[Supplied entries Boundary: Start]
PR #112, opened 2018-12-27
Removing allocation from PathFinder.search and Room.find calls

daboross:
This is slightly more unsafe code, but should still be sound. The principal is the same as transmuting `'a` to `'static` - it just affects the reference to the `Fn` as well now, not just the lifetime of the data within the box.

The actual change is that instead of allocating a space for the callback on the heap and storing a pointer to it, we just store a pointer to the stack location it's in within the pathfinder function. This change is made for both `Room.find` and `PathFinder.search`.

### DIFF
--- a/screeps-game-api/src/objects/impls/room.rs
+++ b/screeps-game-api/src/objects/impls/room.rs
@@ -32,7 +32,7 @@ simple_accessors! {
     // todo: visual
 }
 
-scoped_thread_local!(static COST_CALLBACK: Box<Fn(String, Reference) -> Option<Reference>>);
+scoped_thread_local!(static COST_CALLBACK: &'static Fn(String, Reference) -> Option<Reference>);
 
 impl Room {
     pub fn serialize_path(&self, path: &[Step]) -> String {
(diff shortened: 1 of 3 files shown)


screeps-game-api/src/objects/impls/room.rs
```diff
@@ -170,18 +170,17 @@ impl Room {
...
-        // of it, but it's still necessary because "some lifetime above the current scope but otherwise
-        // unknown" is not a valid lifetime to have PF_CALLBACK have.
-        let callback_lifetime_erased: Box<
-            Fn(String, Reference) -> Option<Reference> + 'static,
-        > = unsafe { mem::transmute(callback_type_erased) };
+        // now unified as &Fn
+        let callback_type_erased: &(Fn(String, Reference) -> Option<Reference> + 'a) =
+            &callback_boxed;
+
+        // Overwrite lifetime of box inside closure so it can be stuck in scoped_thread_local
```
ASalvail: Still refers to the `Box`

screeps-game-api/src/pathfinder.rs
```diff
@@ -360,15 +360,15 @@ where
     let callback_unboxed = move |input| raw_callback(input).inner;
 
     // Type erased and boxed callback: no longer a type specific to the closure passed in,
-    // now unified as Box<Fn>
-    let callback_type_erased: Box<Fn(String) -> Reference + 'a> = Box::new(callback_unboxed);
+    // now unified as &Fn
+    let callback_type_erased: &(Fn(String) -> Reference + 'a) = &callback_unboxed;
 
     // Overwrite lifetime of box inside closure so it can be stuck in scoped_thread_local storage:
```
ASalvail: Same with `Box`.

daboross: These should be fixed!

daboross:
Rebased on master for changelog conflicts. Maybe not including those in PRs would be a good idea in the future, just for the sake of not conflicting on editing the same file... But it's nice having it already there? Not sure.

I think I've fixed all the box comments.

PR #114, opened 2018-12-27
Create and implement `JsVec`

daboross:
This is split off of #73 for merging first. I'm not confident on how we want to implement `JsMap`, but `JsVec` seems good.

This is also rebased on master from #73.


daboross:
Alright!

I've rebased from master- if you'd consider it good I'll merge this.

ASalvail:
Looking good. My remaining questions are really for my education and already tracked in another PR.
Thanks @daboross !

PR #116, opened 2018-12-27
Switch from enum-primitive to num-derive

### LINKED ISSUE #72: Investigate migrating to `num-derive` for integer-based enums.
As mentioned in #57, `num-derive` might be a better choice going forward rather than `enum-primitives`. It should be investigated and maybe implemented.

daboross:
This does indeed simplify things!

Closes #72.


daboross:
It'll be interesting!

PR #122, opened 2019-01-10
Dyn trait structure accessors

### LINKED ISSUE #121: Conversions from Structure to trait objects
For usability, it'd be nice to have quick ways to go from `&Structure` to `Option<&dyn Attackable>`, or `Option<&dyn HasEnergyForSpawn`.

I'm thinking of using `&dyn Trait` here mostly because it's cheap (no allocation if it's just borrowing), and won't require much additional code (we just need one method on `Structure` per trait).

It's bad in the sense that it's very much manual code, and won't scale without more methods for each trait. I'm not sure if I can think of a particularly better option, though, mostly since most of our traits do not refer to actual JavaScript types. If they were JS types, we could use [`Reference::downcast`](https://docs.rs/stdweb/0.4.12/stdweb/struct.Reference.html#method.downcast), but things like `Attackable` and `HasEnergyForSpawn` just aren't.

The other disadvantage is that it'll require us to remove a few bounds from `RoomObjectProperties`. Specifically, we'll need to move the `Into<Reference>`, `TryFrom<...>`  and `ReferenceType` requirements to another disjoint trait, since they all require anything implementing them (and thus `RoomObjectProperties`) to have a concrete underlying `Sized` type. In other words, there can never be a method `<dyn Attackable>::try_from`, so as long as our traits all depend on `RoomObjectProperties`, it should not depend on those traits requiring `Sized`.

Third disadvantage is that this involves double-indirection doing method calls on the resulting trait objects. We'll be using a vtable holding a reference to the function specific to each structure, but the functions are implemented practically identically, and just call into JS. This might not be a big deal now, but I imagine it'd make this a bit slower.

daboross:
Closes #121 (see that issue).

### DIFF
--- a/screeps-game-api/src/objects/structure.rs
+++ b/screeps-game-api/src/objects/structure.rs
@@ -2,6 +2,7 @@ use stdweb::{InstanceOf, Reference, ReferenceType, Value};
 
 use {
     constants::StructureType,
+    objects::{Attackable, CanDecay, CanStoreEnergy, HasCooldown, HasEnergyForSpawn, HasStore},
     traits::{FromExpectedType, IntoExpectedType, TryFrom, TryInto},
     ConversionError,
 };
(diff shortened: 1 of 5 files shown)


screeps-game-api/src/objects/structure.rs
```diff
@@ -30,6 +31,126 @@ pub enum Structure {
...
+            self,
+            {
+                Container, Extension, Lab, Link, PowerSpawn, Spawn, Storage, Terminal, Tower
+            },
+            v => v
+        )
+    }
+
+    pub fn as_attackable(&self) -> Option<&dyn Attackable> {
+        match self {
```
ASalvail: Why didn't you use the macro here? I can't figure out.

ASalvail: A macro for two functions just makes the code less readable, don't bother.

PR #267, opened 2019-12-28
Screeps 4.1 new features and deprecations

shanemadden:
Updates to track changes to the base game API in version 4.1 - note that this version is currently in the public test realm branch and is not yet released, so these endpoints don't work on non-PTR servers yet.  Changelog [here](https://screeps.com/forum/topic/2900/ptr-changelog-2019-12-21).

 - `Game.map.isRoomAvailable` is now giving deprecation warnings in the base game, marked as deprecated.  It's replaced with `Game.map.getRoomStatus`, which returns more details about the room's state.
 - Labs can now break down components; added `StructureLab::reverse_reaction`

### DIFF
--- a/src/game/map.rs
+++ b/src/game/map.rs
@@ -10,7 +10,6 @@ use serde::{
     de::{Deserializer, Error as _, Unexpected},
     Deserialize,
 };
-use serde_repr::{Deserialize_repr, Serialize_repr};
 use stdweb::Value;
 
 use crate::{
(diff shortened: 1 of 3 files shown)


src/game/map.rs
```diff
@@ -58,10 +63,52 @@ pub fn get_world_size() -> u32 {
 /// See [http://docs.screeps.com/api/#Game.map.isRoomAvailable]
 ///
 /// [http://docs.screeps.com/api/#Game.map.isRoomAvailable]: http://docs.screeps.com/api/#Game.map.isRoomAvailable
+#[deprecated(
```
ASalvail: No need for that. The point of being in ver <1.0 is to savagely break the API every 0.x update.

ASalvail: Ah, the changes are in PTR... Then I'm not even sure whether we should deprecate it right now. Sometimes, features spend months in PTR before getting released.

src/game/map.rs
```diff
@@ -58,10 +63,52 @@ pub fn get_world_size() -> u32 {
...
+/// [http://docs.screeps.com/api/#Game.map.getRoomStatus]: http://docs.screeps.com/api/#Game.map.getRoomStatus
+pub fn get_room_status(room_name: RoomName) -> MapRoomStatus {
+    js_unwrap!(Game.map.getRoomStatus(@{room_name}))
+}
+
+/// Represents the availability and respawn/novice state of a room on the map
+#[derive(Clone, Debug, Deserialize)]
+#[serde(rename_all = "camelCase")]
+pub struct MapRoomStatus {
+    #[serde(deserialize_with = "RoomStatus::deserialize_from_str")]
```
ASalvail: Not sure you need this. I believe enums can be deserialized from strings out of the box, if you don't use `repr(u8)`, which I think is unnecessary here.

shanemadden:
Updated, thanks!

Should be no changes needed on our end for the changes to the return codes. 👍 

These changes definitely shouldn't be in a released version until the changes are released on live, which probably means it's a good idea to wait to merge until after that happens.

PR #284, opened 2020-02-27
Filter hidden _sum key from store keys.

Azaril:
There is an undocumented "_sum" key on the store API that contains the total resources available on the store. This breaks querying the store types which attempts to map all the keys to a resource type.

I did not change the store_total API to use the hidden key as despite it being faster, it is not documented in the official API and may just be an implementation detail.

### DIFF
--- a/src/objects.rs
+++ b/src/objects.rs
@@ -346,7 +346,7 @@ pub unsafe trait HasStore: RoomObjectProperties {
     }
 
     fn store_types(&self) -> Vec<ResourceType> {
-        js_unwrap!(Object.keys(@{self.as_ref()}.store).map(__resource_type_str_to_num))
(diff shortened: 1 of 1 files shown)


Azaril:
I'd like to keep this on hold until I hear back from the screeps dev team. The _sum key actually causes issues causing double calculation of resources in the game code.

I have a thread open on the forum here: https://screeps.com/forum/topic/2926/getusedcapacity-fast-cache-causes-double-counting-of-resources

Azaril:
Closing this PR as the bug was reported to the dev team and fixed. (They also added significant testing coverage for the store APIs as it's a fairly quirky interface.)

ASalvail:
Thanks for the update!

PR #286, opened 2020-03-15
Handle negative ticksToRegeneration return values

shanemadden:
On the official servers, sources in rooms that regenerate while the room is considered 'inactive' by the servers can sometimes return negative values for `ticksToRegeneration` - this wraps the returned value in a `Math.max` with 0 to handle that case.  Since I'd just made that an `Option<u32>` in  #285 but that condition is also handled by this fix, I switched the returned value back to no longer be option-wrapped (and applied the change to minerals for consistency, even though I'm not certain they can also get negative values).

### DIFF
--- a/CHANGELOG.md
+++ b/CHANGELOG.md
@@ -51,8 +51,8 @@ Unreleased
 - Fix `OwnedStructureProperties::has_owner()` to correctly return false for unowned structures
 - Work around a case where `map::describe_exits()` would panic when a private server returns null
   for an unavailable room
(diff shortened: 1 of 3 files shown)


ASalvail:
But isn't 0 and a negative number two different states?

shanemadden:
In practice, I think they'll always match - the negative values occur only on a fully-charged source (which would normally be returning `undefined` from js in this case but due to server-side weirdness, seems to occasionally get into a state where it returns a negative number that keeps on decrementing every tick), so a 0 would now always represent something that's fully-regenerated and doesn't have a timer active, coalescing both the 'negative-integer' and 'undefined' flavors of that state.

PR #288, opened 2020-03-26
Disable nodejs test due to upstream cargo-web issues with rust >= 1.44

shanemadden:
Temporarily comments out the test that's failing on current nightly builds.

### DIFF
--- a/.travis.yml
+++ b/.travis.yml
@@ -33,4 +33,3 @@ script:
 jobs:
   allow_failures:
     - rust: nightly
-    - rust: stable
--- a/.travis.yml
+++ b/.travis.yml
@@ -32,6 +32,5 @@ script:
 - cargo web test --verbose --nodejs
 jobs:
   allow_failures:
-    - rust: 
-      - nightly
-      - stable
+    - rust: nightly
+    - rust: stable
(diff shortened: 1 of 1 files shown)


ASalvail:
Wouldn't it be easier to lock the api to rust 1.43?

shanemadden:
Quite possibly - not sure how to do that ;)

ASalvail:
Right, that'd be in the testing environment. @daboross thoughts?

daboross:
Both sound reasonable to me? If it's _just_ the test that's failing, though, and not the entire build, then this seems reasonable.

We could have the tests only run on 1.43.0, but I don't know if the complexity would be worth it.

I don't know why travis is just at "Expected", though, not success or failing...

shanemadden:
Re-opening since we're hard blocked on these failures on stable in addition to nightly, so the workaround in #301 is no longer doing the job; unsure if this'll build or if we need additional tweaks to the travis.yml.

I've got a pretty bare hello world working with bindgen that's passing strings successfully (but not references yet), so we've got a couple steps down that road - but unfortunately it'll be a long one, and we'll be tied to stdweb's toolchain for a while yet.

Azaril:
For what it's worth I have identified the core issue and reported it to cargo web - including specifics of potential fixes. However, both cargo-web and stdweb appear to be unmaintained with no updates in months. (I have PRs open against the projects that haven't been looked at.)

I'm unfortunately inclined to disable to tests for the moment so we can keep on latest stable. A migration to bindgen seems somewhat inevitable due to lack of support from cargo web/stdweb.

PR #289, opened 2020-03-26
0.8.0 release changelog prep

shanemadden:
Reorganize changelog to prep for a release, ~~as well as a minor fix to the visibility of the MapRoomStatus struct~~ (handled in #300)

### DIFF
--- a/CHANGELOG.md
+++ b/CHANGELOG.md
@@ -1,61 +1,76 @@
 Unreleased
 ==========
 
-- Add `game::map::get_room_status()` as interface to new `Game.map.getRoomStatus()` function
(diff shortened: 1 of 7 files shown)


ASalvail:
We'll need to go back over the last flurry of PRs, I don't think they all had changelogs additions.

shanemadden:
Yeah - I thought of and added 'em for #295 and #300, can definitely do a more through verification before merging this.

shanemadden:
Confirmed that we're all good - this covers the couple that didn't get changelogs, and added changelog entries for the most recent couple merges. 👍

Issue #79, opened 2018-10-08
Creep.move_to* methods are missing the visualize_path_style option


ASalvail:
Related to #46 

Implementation of the `visualize_path_style` optional argument has been postponed until a decision is made about room visuals.

jhessin:
What decision needs to be made about room visuals?

Azaril:
Here's a PR for the full API: https://github.com/rustyscreeps/screeps-game-api/pull/306

ASalvail:
> What decision needs to be made about room visuals?

Mostly, how to represent it in rust. Given how long this has been open, Azaril's version, if it works (😛) will probably be the answer.

Azaril:
Closing as resolved with https://github.com/rustyscreeps/screeps-game-api/pull/306

Issue #46, opened 2018-09-17
What kind of RoomVisual support do we want?


daboross:
Opening this as a separate issue from #30 since there are multiple ways we could support this and discussing it seems fairly self contained.

`RoomVisual` allows drawing nice graphics on rooms. It's a convenient API. However, all of the JS code in `RoomVisual` does is create the right JSON structures then call `console.addVisual(room_name, structure)`.

In implementing bindings for `RoomVisual`, we could either wrap `RoomVisual`'s methods themselves, or just wrap `console.addVisual` and create a `RoomVisual` equivalent ourselves in pure rust code.

ASalvail:
The latter seems to make more sense. It'd greatly reduce the overhead of communicating through the screeps API.

I'm curious however: would we bypass [this restriction](https://docs.screeps.com/api/#RoomVisual)
> However, there is a usage limit: you cannot post more than 500 KB of serialized data per one room (see getSize method).

daboross:
I don't believe we would - the check is done in `addVisual` itself rather than in any of the wrapper methods: https://github.com/screeps/engine/blob/551aa41163c45273d706ce238c6b35f379c0149e/src/game/console.js#L40

Azaril:
Here's a PR for the full API: https://github.com/rustyscreeps/screeps-game-api/pull/306

Azaril:
Closing as resolved with https://github.com/rustyscreeps/screeps-game-api/pull/306

PR #292, opened 2020-04-13
Implement move_to visualization options

drewcrawford:
This implements the visualization options for move_to in #79.  

Introduces a few types that could be useful for someday implementing #46.  However a more comprehensive implementation of `RoomVisual` is outside the scope of this PR.

A lot of the JS serialization stuff is new to me, send feedback

### DIFF
--- a/src/objects/creep_shared.rs
+++ b/src/objects/creep_shared.rs
@@ -1,6 +1,7 @@
 use std::{marker::PhantomData, mem};
 
 use scoped_tls::scoped_thread_local;
+use serde::{Deserialize, Serialize};
 use stdweb::Reference;
 
 use crate::{
@@ -77,7 +78,7 @@ pub unsafe trait SharedCreepProperties: RoomObjectProperties {
             reuse_path,
             serialize_memory,
             no_path_finding,
-            // visualize_path_style,
+            visualize_path_style,
             find_options:
                 FindOptions {
                     ignore_creeps,
@@ -129,7 +130,6 @@ pub unsafe trait SharedCreepProperties: RoomObjectProperties {
         let callback_lifetime_erased: Box<
             dyn Fn(RoomName, Reference) -> Option<Reference> + 'static,
         > = unsafe { mem::transmute(callback_type_erased) };
-
         // Store callback_lifetime_erased in COST_CALLBACK for the duration of the
         // PathFinder call and make the call to PathFinder.
         //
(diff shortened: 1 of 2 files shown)


src/objects/creep_shared.rs
```diff
@@ -262,14 +262,79 @@ pub unsafe trait SharedCreepProperties: RoomObjectProperties {
 unsafe impl SharedCreepProperties for Creep {}
 unsafe impl SharedCreepProperties for PowerCreep {}
 
+#[derive(Serialize, Deserialize, Clone)]
+#[serde(rename_all = "camelCase")]
+pub enum LineStyle {
+    Undefined,
```
daboross, line 268: I don't think this will serialize to the right value - it will make the string "undefined", rather than an actual JavaScript undefined value.

The only way I know of to actually serialize to `undefined`, though, is by leaving a value out entirely. I think we could do this if we added a `is_undefined()` method to `LineStyle`, and used [`skip_serializing_if`](https://serde.rs/field-attrs.html#skip_serializing_if) like so in `PolyStyle`:

```rust
#[serde(skip_serializing_if = "LineStyle::is_undefined")]
line_style: LineStyle
```

src/objects/creep_shared.rs
```diff
@@ -262,14 +262,79 @@ pub unsafe trait SharedCreepProperties: RoomObjectProperties {
...
+            fill: "#ffffff".to_string(),
+            opacity: 0.0,
+            stroke: "undefined".to_string(),
+            stroke_width: 0.1,
+            line_style: LineStyle::Undefined,
+        }
+    }
+}
+impl PolyStyle {
+    pub fn fill(mut self, fill: String) -> Self {
```
daboross, line 305: It'd be nice to have a short doc comment on each of these methods - I think we can just copy the descriptions from https://docs.screeps.com/api/#RoomVisual.poly.

src/objects/creep_shared.rs
```diff
@@ -338,15 +404,15 @@ where
     }
 
     /// Sets cost callback - default `|_, _| {}`.
-    pub fn cost_callback<'b, F2>(self, cost_callback: F2) -> MoveToOptions<'b, F2>
+    pub fn cost_callback<'b: 'a, F2>(self, cost_callback: F2) -> MoveToOptions<'a, F2>
```
daboross, line 407: Looks like there's a lifetime change included here that isn't used anywhere. Is this intentional, or could it be put back?

It looks like the kind of thing you'd need if you stored borrowed strings in PolyStyle - which is valid, but since we aren't doing it I don't _think_ it should be necessary.

Azaril:
Just a heads up I have the full set of RoomVisual types mapped over but not separated out.

For what it's worth, you don't need to specify the defaults on the styles. If the values are missing they get filled on the JS side during rendering if they're missing. We likely want to defer to that as it's cheaper and more correct.

drewcrawford:
@Azaril If a full solution on the RoomVisual stuff is a forthcoming PR, I would be in favor of tabling this one

Azaril:
> @Azaril If a full solution on the RoomVisual stuff is a forthcoming PR, I would be in favor of tabling this one

I've pushed a PR for the full API here: https://github.com/rustyscreeps/screeps-game-api/pull/306/

Azaril:
Closing this as the API came in with my PR.

Issue #279, opened 2020-02-01
RoomPosition::name() doesn't work in simulation mode


smessmer:
The correct room name for simulation mode would be "sim" while RoomPosition::name() returns "E0S0". This breaks several APIs, for example `creep.move_to(RoomPosition)` when used in simulation mode.

Tested in the JavaScript console where `creep.move_to(x, y, "sim")` works but `creep.move_to(x, y, "E0S0")` fails in the same way the rust API is failing.

PR #294, opened 2020-04-17
Improve the situation in the simulation mode

drewcrawford:
See #279

RoomName does not work in simulation mode, due to the way it is packed.  The room is named "sim", which does not unpack correctly into the integer.  There may be some clever way to reserve a value for it, but I am not sure how that would interface with screeps on the JS side.

I gather that sim mode is not used very heavily, although I find it useful for my problems.  Here are some hacks I've accumulated to make this work better

* new API to detect simulation mode in bots so they can special-case their own behavior
* game::room::get() will try `sim` if it can't find the room you asked for.  In sim mode, this is the only valid room, and in non-sim mode it should be `None`

### DIFF
--- a/src/local/room_name.rs
+++ b/src/local/room_name.rs
@@ -54,19 +54,22 @@ impl fmt::Display for RoomName {
     /// [`RoomName::new`]: struct.RoomName.html#method.new
     fn fmt(&self, f: &mut fmt::Formatter<'_>) -> fmt::Result {
         let x_coord = self.x_coord();
-
-        if x_coord >= 0 {
-            write!(f, "E{}", x_coord)?;
-        } else {
-            write!(f, "W{}", -x_coord - 1)?;
-        }
-
         let y_coord = self.y_coord();
 
-        if y_coord >= 0 {
-            write!(f, "S{}", y_coord)?;
+        if self.packed == 0 {
+            write!(f, "sim")?;
         } else {
-            write!(f, "N{}", -y_coord - 1)?;
+            if x_coord >= 0 {
+                write!(f, "E{}", x_coord)?;
+            } else {
+                write!(f, "W{}", -x_coord - 1)?;
+            }
+
+            if y_coord >= 0 {
+                write!(f, "S{}", y_coord)?;
+            } else {
+                write!(f, "N{}", -y_coord - 1)?;
+            }
         }
 
         Ok(())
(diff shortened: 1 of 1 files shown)


daboross:
What would you think of using some different sentinel value for `sim` here, rather than including a double check? I'm thinking since worlds are capped to around 100x100, we could have the `"sim"` be represented as `E127S127`, and do that mapping in parse and reproduction.

It wouldn't be much better than this solution, but it could at least ensure we don't need to perform extra checks if the room name is known not to be sim. I'm fairly hesitant to approve changes adding checks which will never be hit in production deployment.

I think it might be good to put this workaround, or maybe all of "sim" handling, behind a feature flag? That way we could have the code to handle it will without impacting builds destined to run on the server at all.

drewcrawford:
One thing I am unclear about is the cost of branching in this context.  Ordinarily a branch that is always taken, ought to be free with a competent branch predictor.  It's less clear to me what happens in screeps when you have bots constantly starting and stopping, does it blow out the predictor and you have to pay again?

Reserving a value in `RoomName` for `sim` would be cleaner, but it puts 2 checks in the path of using a `RoomName`, one when it's created and the other when it's destroyed.  Depending on the branch predictor, that's either twice as free or twice as expensive.

If it's twice as free, we don't need to gate it.  If it's twice as expensive we should probably gate a single-check solution, unless we don't care about the sim performance.

shanemadden:
For what it's worth the packed positions used by `sim` numerically map to positions in `W127N127`, it might work with a little less effort than `E127S127` if we go that route.

daboross:
> One thing I am unclear about is the cost of branching in this context. Ordinarily a branch that is always taken, ought to be free with a competent branch predictor. It's less clear to me what happens in screeps when you have bots constantly starting and stopping, does it blow out the predictor and you have to pay again?

That's a good point! I was thinking having a sentinel value would make the check somehow faster than a null check in JS, but that really doesn't make much sense when I think about it from that perspective. Thanks for catching my logic on that.

The only other advantage of a sentinel would be that it would work for positions too, and not just for getting rooms. Right now passing in a room name to create a new position and then using that position will, I believe, also fail miserably.

> For what it's worth the packed positions used by `sim` numerically map to positions in `W127N127`, it might work with a little less effort than `E127S127` if we go that route.

If the server uses W127N127 as its sentinel, we could do that, and I think get most of the position stuff working for free?

ASalvail (approved):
[Supplied entries Boundary: End]
▶ **Task item**
Which lines of the records above contain the word "search"? Report each one.

▶ **Exercise result**
Removing allocation from PathFinder.search and Room.find calls
The actual change is that instead of allocating a space for the callback on the heap and storing a pointer to it, we just store a pointer to the stack location it's in within the pathfinder function. This change is made for both `Room.find` and `PathFinder.search`.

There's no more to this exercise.